A positive association of elevated CRP levels and BMI was observed among the patients. Elevated CRP levels were seen in most of the overweight people and among obese patients, most were clinically raised CRP levels. A similar case was observed in a study by Aronson et al in Israel, who also reported a higher level of CRP concentrations among the patients with metabolic syndrome. Within crease in the metabolic disorders, they observed increase in the CRP levels.15 Similar results were observed in other studies also. 16, 17, 18, 19 A study by Nishide et al.,on children also reported a higher level of CRP among the obese children in comparison to the non-obese children. 20 A positive association between the Body intraabdominal adipose tissue, fat free mass and body fat and was found by Tchernof et al.,21 An association of elevated CRP was found to the visceral fat accumulation by Lemieux et al.22
Around 34% of the patients were on estrogen therapy.
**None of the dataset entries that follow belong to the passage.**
Issue #459, opened 2020-03-06
Move from redis to psql as a data store


TomasTomecek:
# Plan

## Stage 1
* [ ] store data in psql and redis in parallel, read data from psql, fall back to redis
  * [x] **required** change REST API code to do this [p-s/service/api](https://github.com/packit-service/packit-service/tree/master/packit_service/service/api) #479
    * assigned to @IceWreck 
  * [x] **required** turn whitelist into psql (schema needs to be created) [p-s/worker/whitelist](https://github.com/packit-service/packit-service/blob/master/packit_service/worker/whitelist.py)
    * assigned to @IceWreck 
  * [ ] store installations-related data into psql (also needs schema and design) [p-s/worker/handlers/github](https://github.com/packit-service/packit-service/blob/master/packit_service/worker/handlers/github_handlers.py)
    * assigned to @rishavanand
  * [x] store testing farm data in psql [p-s/worker/handlers/testing-farm](https://github.com/packit-service/packit-service/blob/master/packit_service/worker/handlers/testing_farm_handlers.py) (done by @lachmanfrantisek in #502 )
  * [x] store information about all tasks/jobs executed in p-s into psql (needs schema and design)
    (done by @lbarcziova in #520)
  * [ ] make sure that data we store in redis are a **subset** of what we put in psql
    * assigned to @rishavanand
  * [ ] get a bottle of champagne and prepare for p2
    * assigned to @rishavanand

## Stage 2
* [ ] create a script to read data from redis and transform them into sqlalchemy objects and save them into psql
  * make the script idempotent - can be run multiple times on the same data set without creating duplicate entries
  * remove the data from redis
  * DON'T RUN THE SCRIPT IN PROD JUST YET

## Stage 3
* [ ] once everything is migrated into psql, get rid off all the redis-related code
* [ ] deploy the code to prod
* [ ] run the script from Stage 2 on prod

---

* needs-design mean that you should first propose a solution (mainly the schema) to the maintainers and get it ack'd before working on the code itself

please update this as needed

IceWreck:
Hey, I can work on atleast parts of Stage 1, though after 9th March (the first two checkboxes)

grapheo12:
I am also interested in this. Can we work together? @TomasTomecek  @IceWreck

grapheo12:
@TomasTomecek I have an action plan in mind for this:

[...]

PR #479, opened 2020-03-11
Rewrite the copr-builds part of the API using PostgresSQL instead of Redis

IceWreck:
Completes the first checkbox of #459 

This is completely back-compatible with the previous redis API, although I added more information than before because we need it for the dashboard.

Some previously used info was not stored in psql so I added fields for them and modified the code to store them.

_/api/copr-builds_ now returns a list of objects where one item looks like:
```
{
    "project": "IceWreck-hello-world-9",
    "owner": "icewreck",
    "repo_name": "hello-world",
    "build_id": "1300479",
    "status": "pending",
    "chroots": [
      "fedora-31-x86_64",
      "fedora-rawhide-x86_64",
      "fedora-30-x86_64"
    ],
    "build_submitted_time": "11/03/2020 10:09:48",
    "repo_namespace": "IceWreck",
    "web_url": "https://copr.fedorainfracloud.org/coprs/icewreck/IceWreck-hello-world-9/build/1300479/"
}
```

And the specific copr build info returns everything we know about said build.
Screenshot_2020-03-11 https packit abifog com

Also moving to postgres fixed the issue where specific copr build info was not shown (stored?) unless fedora messaging was working.


TomasTomecek:
@IceWreck don't worry about the tests now, I broke the deployment, fixing it right now

packit_service/models.py
```diff
@@ -169,6 +169,12 @@ class CoprBuild(Base):
     build_submitted_time = Column(DateTime, default=datetime.utcnow)
     build_start_time = Column(DateTime)
     build_finished_time = Column(DateTime)
+    # git url
+    https_url = Column(String)
```
TomasTomecek: 2 things:
1. I don't see any code which would ingest this
2. git web url is not directly related to a copr build, can we move that field to the GitProject model?

Could you also put an example data to the comment? we have so many URLs that it's so easy to get lost

packit_service/models.py
```diff
@@ -169,6 +169,12 @@ class CoprBuild(Base):
...
+    # project name as shown in copr
+    project_name = Column(String)
+    owner = Column(String)
```
TomasTomecek: nice!

packit_service/service/api/copr_builds.py
```diff
@@ -41,22 +41,50 @@ class CoprBuildsList(Resource):
...
-        resp.headers["Content-Range"] = f"copr-builds {first + 1}-{last}/{len(result)}"
-        resp.headers["Content-Type"] = "application/json"
-        return resp
+        """ List all Copr builds. """
+
+        # Return relevant info thats concise
+        # Usecases like the packit-dashboard copr-builds table
+
+        with get_sa_session() as session:
+            builds_list = session.query(CoprBuild).all()
```
TomasTomecek: could you please create a method on the CoprBuild class which would do what you need and not import get_sa_session here? I'd love to have all the database logic in models.py so we don't duplicate code

packit_service/service/api/copr_builds.py
```diff
@@ -41,22 +41,50 @@ class CoprBuildsList(Resource):
...
+                            "%d/%m/%Y %H:%M:%S"
+                        ),
+                        "repo_namespace": build.pr.project.namespace,
+                        "web_url": build.web_url,
+                    }
+                    # same_buildid_builds are copr builds created due to the same trigger
+                    # multiple identical builds are created which differ only in target
+                    # so we merge them into one
+                    same_buildid_builds = session.query(CoprBuild).filter(
+                        CoprBuild.build_id == build.build_id
```
TomasTomecek: I think this should be `.filter(build_id=build.build_id)`

IceWreck: I'll check if that works, but _CoprBuild.build_id_ is working too.

packit_service/models.py
IceWreck: > I don't see any code which would ingest this

I saw a fixme in the code somewhere where they were creating this again from available data and it said to replace it with an field in psql so I created this field.

We can then change the code later.

packit_service/service/api/copr_builds.py
TomasTomecek: It can't work, because this expression is evaluated before the filter method gets executed so you're passing True/False to the filter function

packit_service/models.py
TomasTomecek: > > I don't see any code which would ingest this
> 
> I saw a fixme in the code somewhere where they were creating this again from available data and it said to replace it with an field in psql so I created this field.
> 
> We can then change the code later.

right, oki

TomasTomecek:
tests should now be passing once again, please rebase

packit_service/service/api/copr_builds.py
IceWreck: Oh. Then it probably worked for me because I only had three builds (same build_id, different targets)  
And then it combined all of them.

IceWreck:
@TomasTomecek I updated the tests for the new columns in postgres. 

Should I also do something about the new CoprBuild classmethods I created instead of using `get_sa_session` ?
They only make queries to fetch data like the preexisting `get_by_id` and `get_by_build_id` methods, which do not have any tests either.

IceWreck:
> Do you think that we need tests for some new code? I'll leave the answer to you :)

They only return queries so I guess we can leave them for now

IceWreck:
About this:

> git web url is not directly related to a copr build, can we move that field to the GitProject model?

This was already there before I made changes so if I change stuff then previous data in the stg/prod database will be deleted.

Maybe I can leave it there and create another one for new data but then the old data won't be retrievable.

TomasTomecek:
> About this:
> 
> > git web url is not directly related to a copr build, can we move that field to the GitProject model?
> 
> This was already there before I made changes so if I change stuff then previous data in the stg/prod database will be deleted.
> 
> Maybe I can leave it there and create another one for new data but then the old data won't be retrievable.

I'd say that we don't have such a change in stg/prod, it was done locally only on your machine in the previous iteration, so we should be good with the way it's done right now in this PR.


> > Do you think that we need tests for some new code? I'll leave the answer to you :)
> 
> They only return queries so I guess we can leave them for now

...and I thought I taught you something already :(

Yes, please add new tests for the two new methods.

IceWreck:
> > About this:
> > > git web url is not directly related to a copr build, can we move that field to the GitProject model?
> > 
> > 
> > This was already there before I made changes so if I change stuff then previous data in the stg/prod database will be deleted.
> > Maybe I can leave it there and create another one for new data but then the old data won't be retrievable.
> 
> I'd say that we don't have such a change in stg/prod, it was done locally only on your machine in the previous iteration, so we should be good with the way it's done right now in this PR.
> 

I think we are talking about different things here. You told me to move the git web url thing I placed in CoprBuilds and I changed the https_url location.
Then I misunderstood and confused it with web_url  which has been here since the beginning of this file https://github.com/packit-service/packit-service/blame/master/packit_service/models.py#L164

> ...and I thought I taught you something already :(

Yes, please add new tests for the two new methods.

Sheesh! Sorry, will do.

TomasTomecek:
> I think we are talking about different things here. You told me to move the git web url thing I placed in CoprBuilds and I changed the https_url location.
> Then I misunderstood and confused it with web_url which has been here since the beginning of this file https://github.com/packit-service/packit-service/blame/master/packit_service/models.py#L164

Oh you bet, I have no idea what we're talking about here.

I think the current code is good:
```
op.add_column("git_projects", sa.Column("https_url", sa.String(), nullable=True))
```
Yes, that's what we want, to have the url in git_projects.

CoprBuild has web_url with a link to a build web UI. That change is live now.

So I think we're good here. Please let me know if there is anything I'm missing here.

IceWreck:
@TomasTomecek 
Added tests for those two methods and added another for an old method which didn't have tests.
Also did the changes you requested earlier today.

It was observed that such women were at greater risk of developing low grade inflammation.23
More number of persons who had normal BMI in our study had normal levels of raised CRP levels. Similar results were observed by Aronson et al, where they observed that the patients who did not have metabolic syndromes did not have elevated CRP levels corroborating our study.15
The increased CRP levels among the obese patients is attributed to the body fat. TNF – α and IL-6 are released by the adipose tissues and since there is a close association between the cytokines and CRP, as well as CRP and obesity, the levels are elevated.19, 22 It is believed that Interleukin – 6 which is released by the adipose tissue is the regulator of the CRP levels and in insulin resistant and obese individuals, it is the cause for the rise in the CRP levels.24
Low grade inflammation and obesity was also reported to be one of the causes of health related depression. A study by Meyer et al reported that obese patients who had depressive moods also had elevated CRP levels.25 Christian et al also reported that in elderly, the poor self-rated health is associated with an elevated CRP levels and IL-6 levels and thereby affecting the quality of life.23
Conclusions
There is a strong association between the increase in weight among the patients and elevated CRP levels. Higher CRP levels denote an infection or inflammation and is more common among the obese patients. Both these two are not only the risk factors of CVD, but also the cause of depression and reduced quality of life among the individuals. Therefore, an early detection is necessary to prevent CVD and improve quality of life.